Obamas Revolution: Wahlkampf 2.0

Barack Obama hat das US-amerikanische Wahlsystem für immer verändert. Seine Wahlmaschine nutzte Internet und Netzwerkeffekte und lässt die bislang gefürchteten Republikaner schlicht alt aussehen.

Ständig präsent: Obama überall auf Youtube - und sonst im Netz. Bild: screenshot youtube.com

BERLIN taz Der Mann ist schwarz und füllt Stadien wie einst die Beatles, richtig? Alles um Obama ist historisch, er ist der verkörperte US-amerikanische Einwanderertraum? Auch richtig.

Und er ist nebenbei der erste klassische linke intellektuelle Nordstaatler seit vermutlich Abraham Lincoln, der zum Präsidenten gewählt wird - kein Südstaaten-Demokrat wie Bill Clinton oder Lyndon B. Johnston. Ein schwarzer Rechtsanwalt aus Chicago ist so ziemlich das Exotischste, was dem gefürchtet konservativen Wahlvolk der USA vorgesetzt werden konnte. Noch dazu in Kriegs- und Finanzkrisenzeiten.

Deshalb hatte ihn ja auch niemand auf der Rechnung. Wie hat Barack Hussein es dennoch geschafft?

Mit Charme allein hätte selbst Elvis nicht 187 von 213 Millionen wahlberechtigten US-Amerikaner zur Registrierung für die Wahl gebracht. Aber mit einer wahrhaft modernen Organisation.

In Jahren nicht verdaut

"Wir werden Jahre brauchen, um diese Wahl zu analysieren", sagt Bushs damaliger Wahlkampfberater Mark McKinnon. "Die jahrelange Kampagne hat das Internet als Hebel benuzt, wie es sich keiner vorstellen konnte."

Obama nutzte das Internet, um Spenden zu sammeln. Er hatte nicht nur von Anfang an eine top-aktuelle Website mit seinen Reden, das hat heute jeder.

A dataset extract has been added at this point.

Issue #161, opened 2017-02-27
Temporal data types are forced as Varchar for "BulkRecord"


jackielii:
I tried to implement my own "ISQLServerBulkRecord" based on a "List" type, everything was fine until I discovered I have to convert the Date value to String because of:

Er nutzte YouTube für seine Werbespots, er personaliserte die Anspache auf einzelne Emailnutzer, er reagierte binnen Minuten auf Wellen in der Bloggerszene, er konterte die grassierenden Lügen und Verschwörungstheorien, er bewirkt Netzwerkeffekte.

John McCain und seine Wahlkampfzentrale konnten in keiner Weise folgen. Zur Erinnerung: Beim Wahlkampf 2004 gab es YouTube noch überhaupt nicht, Web 2.0 kannte kein Schwein.

Dabei bauten die Obama-Leute auf die ersten Erfahrungen des damaligen links-demokratischen Präsidentschaftskandidaten Howard Dean auf. Der hatte 2004 mit seiner Internetkampagne vor allem bei jüngeren Wählern Punkte und Spenden gesammelt.

Obamas Kampagne ist "Apollo 11"

Allerdings: "Wir waren 2004 die Gebrüder Wright, die Obama-Kampagne war Apollo 11", so Joe Trippi, damals Wahlkampf-Manager von Dean.

Die Gebrüder Wright gelten Amerikanern als Erfinder der ersten Flugzeuge, Apollo 11 war die Verwirklichung des John F.-Kennedy-Traums vom Menschen auf dem Mond. Und unter Kennedy machen es die Obama-Vergleiche ja nicht mehr.

Im Bezug auf den Wahlkampf ist das auch gerechtfertigt. Terry Nelson, der politische Direktor der Bush-Kampagne 2004: "Es ist eine grundsätzliche Veränderung des Wahlkampfs." Und die Wähler verändern sich mit: Sie sind skeptischer, überpürfen die Werbespots sofort auf ihren Wahrheitsgehalt, verschicken originelle Ads und den nächsten Obama-Auftritt im lokalen Stadion an Freunde und so weiter.

Diese Technik wid künftig jeder in den USA nutzen, vom Senator in einem Bundesstaat bis zum Präsidentschaftskandidat. Allerdings: "Ohne einen Kandidaten, der die Leute begeistert", so der Obama-Wahlkämpfer David Plouffe, können Sie die beste Strategie und Maschinerie aller Zeiten haben - und es wird nichts nützen".